The classroom discussions challenge some students beliefs on race, according to Kyoko Kishomoto. She says for some, it's a first.
"Many of them have never really talked about these issues in their lives. So this is the first time that we talk about the real stuff," she says.
Kyoko Kishomoto she says sometimes the discussions are tense in her class, because the course is challenging some students long held beliefs on race.
"I think my job is planting the seed of these issues. Maybe they'll make the connection tomorrow, or it might take them two months, it might take them five years, but I'm hoping they remember what we discussed in class sometime in their life,"
The issue of race is part of the curriculum on other Minnesota college campuses as well.
Inver Hills Community College is a MNSCU technical college based in Inver Grove heights.
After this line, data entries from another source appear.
PR #28437, opened 2025-02-19
ci: c8run build camunda from source

### LINKED ISSUE #28187: I can run C8Run with Basic Auth enabled for WebApps and an unprotected API

megglos:
## Description

Builds c8run based of the current revision of camunda 8, building the distribution once to be used further down in the actual c8run jobs of the c8run build workflow - the price is 5 minutes overhead which I consider worth having actual accurate feedback on the integration state of c8run and the rest of the mono-repo.

This way we ensure integration of c8run development state with the current development state of camunda 8, enabling us to adapt to potential breaking changes asap.

This already contains two fixes that were needed to get the c8run CI working with the current state of camunda 8:
* fa5a9cfb4c8582a63774adbb2a227f5e34b01d33 which removes the setting`spring.config.location`  - It actually breaks the single app, as it leads to internal defaults not being loaded.
See https://docs.spring.io/spring-boot/reference/features/external-config.html#features.external-config.files. - I suspect this issue should already be present in the last alpha release, I wonder why it didn't surface during release already
* 4247d376f22c3f61e73cf98de185e35c7bf425ec adopts to the new auth setup including test adaptation superseding https://github.com/camunda/camunda/pull/27391

## Checklist

- [ ] for CI changes:

## Related issues

closes #28187

### DIFF
--- a/.github/workflows/c8run-build.yaml
+++ b/.github/workflows/c8run-build.yaml
@@ -47,6 +47,36 @@ jobs:
         with:
           working-directory: ./c8run
 
+  camunda-dist-build:
+    name: Build camunda-dist
+    runs-on: gcp-perf-core-16-default
+    timeout-minutes: 10
+    steps:
+      - uses: actions/checkout@v4
+        with:
+          fetch-depth: 0
+
+      - uses: ./.github/actions/setup-build
+        with:
+          dockerhub-readonly: true
+          vault-address: ${{ secrets.VAULT_ADDR }}
+          vault-role-id: ${{ secrets.VAULT_ROLE_ID }}
+          vault-secret-id: ${{ secrets.VAULT_SECRET_ID }}
+
+      - name: Package camunda-dist
+        shell: bash
+        id: build-dist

College President Cheryl Frank says they offer students several classes that deal with either race or global politics. The school offers courses such as Films of the Holocaust and Genocide in Global Society.
"I counted ours up and we have 54 courses that reflect global perspectives in one way or another," she says.
At the University of Minnesota - Morris, vice chancellor for student affairs Sandy Olson-Loy says the issue of race is taken up in a seminar for freshman.
"Students pick from a wide range of topics that they might enjoy participating in with a faculty member. (It is a) small group discussion on a more seminar-based format so it could be anything from storytelling to music as the language of diversity," Olson-Loy says.
But according to Jean Lacourt, who teaches American Indian studies at SCSU, they're the only college in Minnesota that requires that all students take a three-credit racial issues course in order to graduate. "It is a unique requirement to St. Cloud Statend I'm glad for it, I think it is helping our students," she says.
Lacourt works with faculty in a number of departments who teach a total of 13 racial issues courses on campus. She says every student, regardless of their major, needs to take at least one class on discrimination.
"In order to successfully send our students out into the working world, we have to have them aware of some of the issues that people of color face in this country," Lacourt says.
The courses became mandatory nearly nine years ago, in response to racial tension on campus that included graffiti containing swastikas.
The incidents were similar to what's happened on campus recently, prompting some to ask if the courses are doing their job.
Lacourt says they are, and the latest round of racist graffiti just shows how important it is to keep talking about race.
"Just because we talk about race doesn't mean it's going to go away. It means that the dialogue needs to continue, the dialogue needs to get deeper," she says.
Even so, Lacourt says there will always be racial tension on college campuses. But she's proud that her school is talking, and teaching about it.